Exercise> Once you reach the line containing "Signed-off-by: Dillen Padhiar", write out that line and every remaining line of the records exactly.
────────
PR #8271, opened 2022-03-28
fix: Default value is ignored when loading params from configmap. Fixes #8262

### LINKED ISSUE #8262: ConfigmapRef does not respect optional and default keyword
## Checklist

 

## Summary

`Optional` and `default` keywords are not respected when using  `configMapKeyRef`.
Workflow errors while trying to reference a key that does not exist.

What version are you running?
v3.2.9
Emissary Executor

## Diagnostics

```yaml
apiVersion: v1
kind: ConfigMap
metadata:
  name: retry-sample
  labels:
    workflows.argoproj.io/configmap-type: Parameter
data:
  dummy: "{}"
  dummy1: ""
```

```yaml
kind: WorkflowTemplate
metadata:
  name: retry-sample
spec:
  entrypoint: main
  templates:
    - name: main
      inputs:
        parameters:
          - name: message
            valueFrom:
              default: "hello"
              configMapKeyRef:
                name: retry-sample
                key: dummy-missing
                optional: true
      container:
        image: docker/whalesay
        command: [cowsay]
```

```bash

```

---

terrytangyuan:
Fixes https://github.com/argoproj/argo-workflows/issues/8262.


workflow/common/util.go
```diff
@@ -151,9 +151,14 @@ func ProcessArgs(tmpl *wfv1.Template, args wfv1.ArgumentsProvider, globalParams,
 
 				cmValue, err := GetConfigMapValue(configMapInformer, namespace, cmName, cmKey)
 				if err != nil {
-					return nil, errors.Errorf(errors.CodeBadRequest, "unable to retrieve inputs.parameters.%s from ConfigMap: %s", inParam.Name, err)
+					if inParam.ValueFrom.Default != nil {
```
alexec, line 154: should we make sure `err` is IsNotFound?
what about test?

terrytangyuan: > Default specifies a value to be used if retrieving the value from the specified source fails
Based on the original purpose from the doc-string, I think we want to have default no matter what specific error we are getting. 

I'll add tests.

alexec: I'm not sure about this, should a transient error result in my workflow running with unexpected parameters?

terrytangyuan: That makes sense. Added a check for IsNotFound as well as a test.

alexec (approved):

PR #8266, opened 2022-03-28
Remove hardcoded namespace in kustomize file #8250

tiwarisanjay:
Fixes #TODO
Please refer to https://github.com/argoproj/argo-workflows/issues/8250 for more information.

Issue #8250, opened 2022-03-25
Hardcoded namespaces in crb for kustomize cluster-install


tiwarisanjay:
## Checklist

 

* [x] Double-checked my configuration.
* [x] Tested using the latest version.
* [x] Used the Emissary executor.

## Summary
Following file has hardcoded namespaces in clusterrolebinding which is holding us to change namespace when we call the module with new namespace : 
[manifestesworkflow-controller-clusterrolebinding.yaml ](https://github.com/argoproj/argo-workflows/blob/v3.3.1/manifests/cluster-install/workflow-controller-rbac/workflow-controller-clusterrolebinding.yaml)

[argo-server-clusterolebinding.yaml ](https://github.com/argoproj/argo-workflows/blob/v3.3.1/manifests/cluster-install/argo-server-rbac/argo-server-clusterolebinding.yaml)

What happened/what you expected to happen?
Issue : 
Following Code should change all namsepaces to argoworkflow namespace : 
```yaml  
apiVersion: kustomize.config.k8s.io/v1beta1
kind: Kustomization

resources:
- https://github.com/argoproj/argo-workflows.git/manifests/cluster-install/?ref=v3.2.4

namespace: argoworkflow
```
But I still see clusterrolebinding has namespaces as argo : 
```yaml 
apiVersion: rbac.authorization.k8s.io/v1
kind: ClusterRoleBinding
metadata:
  name: argo-binding
roleRef:
  apiGroup: rbac.authorization.k8s.io
  kind: ClusterRole
  name: argo-cluster-role
subjects:
- kind: ServiceAccount
  name: argo
  namespace: argo
---
apiVersion: rbac.authorization.k8s.io/v1
kind: ClusterRoleBinding
metadata:
  name: argo-server-binding
roleRef:
  apiGroup: rbac.authorization.k8s.io
  kind: ClusterRole
  name: argo-server-cluster-role
subjects:
- kind: ServiceAccount
  name: argo-server
  namespace: argo
``` 
What version are you running?
3.3.1
## Diagnostics

Paste the smallest workflow that reproduces the bug. We must be able to run the workflow.

```yaml
apiVersion: kustomize.config.k8s.io/v1beta1
kind: Kustomization

resources:
- https://github.com/argoproj/argo-workflows.git/manifests/cluster-install/?ref=v3.2.4

namespace: argoworkflow
```

---

**Message from the maintainers**:

[...]

PR #8280, opened 2022-03-31
fix: install.yaml missing crb subject ns

gdsoumya:
This PR fixes the issue with missing ns in crb subjects inside the `install.yaml` file, introduced in PR #8266 

ref: https://github.com/argoproj/argo-workflows/issues/8250#issuecomment-1084046919


jessesuen (approved):

tiwarisanjay:
@gdsoumya  Why exactly we are hardcoding the namespace for cluster install ? whoever refers the cluster install can mention the namespace in their own kustomization.yaml 
@alexec @jessesuen

tiwarisanjay:
@gdsoumya Yes, Apologies for install.yaml bug I introduced, as it was showing diff when I was fixing kustomize. But isn't kustomize supposed to be for generic use instead of hard-coding a namespace.
Also with kustomize you can not override namespace if its hardcoded. There is a open ticket for the same. :

https://github.com/kubernetes-sigs/kustomize/issues/880

PR #8284, opened 2022-03-31
fix: `taskresults` owned by pod rather than workflow.

alexec:

I think making task results owned by the workflow is incorrect. If they are owned by the pod, they are cleaned-up with the pod. This will save memory and reduce etcd usage while a workflow is running. When a workflow completes, they were already being deleted.


terrytangyuan (approved):
+1. GC on pods makes more sense.

PR #8296, opened 2022-04-01
feat: Remove the PNS executor. Fixes #7804

### LINKED ISSUE #7804: Remove `pns` executor
👀 

Should be able to use Emissary.

Also, remove the `libcap` and `procps` libraries one complete.

alexec:

Fixes #7804


alexec:
This PR will always wait for those checks, because the name changed when we removed the executor.

cmd/argoexec/commands/root.go
```diff
@@ -76,11 +75,10 @@ func NewRootCommand() *cobra.Command {
 
 func initExecutor() *executor.WorkflowExecutor {
 	version := argo.GetVersion()
-	executorType := os.Getenv(common.EnvVarContainerRuntimeExecutor)
-	log.WithFields(log.Fields{"version": version.Version, "executorType": executorType}).Info("Starting Workflow Executor")
+	log.WithFields(log.Fields{"version": version.Version}).Info("Starting Workflow Executor")
 	config, err := clientConfig.ClientConfig()
 	checkErr(err)
-	config = restclient.AddUserAgent(config, fmt.Sprintf("argo-workflows/%s argo-executor/%s", version.Version, executorType))
+	config = restclient.AddUserAgent(config, fmt.Sprintf("argo-workflows/%s", version.Version))
```
terrytangyuan, line 81: I think we can just remove the `executorType` but keep `argo-executor` to be consistent with UAs from controller, server, etc.

terrytangyuan (commented):
Just one minor comment. Otherwise LGTM!

cmd/argoexec/commands/root.go
alexec: hard code to emissary?

terrytangyuan: Either `fmt.Sprintf("argo-workflows/%s emissary", version.Version)` or `fmt.Sprintf("argo-workflows/%s argo-executor", version.Version)` would work. The benefit of including a more general term like "executor" would give the operator a more meaningful signal when monitoring the traffic.

alexec: `argo-executor=not-applicable`?

alexec: So just `argo-executor` then?

terrytangyuan: Sounds good

terrytangyuan (approved):

PR #8303, opened 2022-04-01
fix: reduce number of workflows displayed in UI by default. Fixes #8297

### LINKED ISSUE #8297: Reduce the number of workflows display in the UI by default
The UI is so slow to load, that users go to CLI instead. We should display 50 rather 500 workflows by default.

dpadhiar:
Signed-off-by: Dillen Padhiar <dpadhiar99@gmail.com>

Fixes #8297 

Previously, the default number of workflows displayed by the UI was 500. This can cause the UI to load for a long time if there are too many workflows being shown. Instead, we can list only by default to decrease this load.


alexec:
LGTM

alexec (approved):

PR #8375, opened 2022-04-12
fix: Updating completed node status

### LINKED ISSUE #8279: v3.3: stop results in `Failed` workflow, rather than `Succeeded`
## Checklist

 

* [ ] Double-checked my configuration.
* [ ] Used the Emissary executor.

## Summary

What version are you running? v3.3, worked in v3.2

> stopping a pipeline cause it to have a status of Failed instead of Succeeded as in the previous version.

## Diagnostics

```yaml

```

```bash

```

---

sarabala1979:

Fixes #8279


workflow/controller/exec_control.go
```diff
@@ -21,7 +21,11 @@ func (woc *wfOperationCtx) applyExecutionControl(ctx context.Context, pod *apiv1
 	}
 
 	nodeID := woc.nodeID(pod)
-
+	node := woc.wf.Status.Nodes[nodeID]
```
sarabala1979, line 24: No able to reproduce on my local env. Looks like some edge case pod state and node status is out of sync and it try to update the completed node

sarabala1979: Added extra check to make sure node status is not fulfilled for update the status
────────
Solution>
Signed-off-by: Dillen Padhiar <dpadhiar99@gmail.com>

Fixes #8297 

Previously, the default number of workflows displayed by the UI was 500. This can cause the UI to load for a long time if there are too many workflows being shown. Instead, we can list only by default to decrease this load.


alexec:
LGTM

alexec (approved):

PR #8375, opened 2022-04-12
fix: Updating completed node status

### LINKED ISSUE #8279: v3.3: stop results in `Failed` workflow, rather than `Succeeded`
## Checklist

 

* [ ] Double-checked my configuration.
* [ ] Used the Emissary executor.

## Summary

What version are you running? v3.3, worked in v3.2

> stopping a pipeline cause it to have a status of Failed instead of Succeeded as in the previous version.

## Diagnostics

```yaml

```

```bash

```

---

sarabala1979:

Fixes #8279


workflow/controller/exec_control.go
```diff
@@ -21,7 +21,11 @@ func (woc *wfOperationCtx) applyExecutionControl(ctx context.Context, pod *apiv1
 	}
 
 	nodeID := woc.nodeID(pod)
-
+	node := woc.wf.Status.Nodes[nodeID]
```
sarabala1979, line 24: No able to reproduce on my local env. Looks like some edge case pod state and node status is out of sync and it try to update the completed node

sarabala1979: Added extra check to make sure node status is not fulfilled for update the status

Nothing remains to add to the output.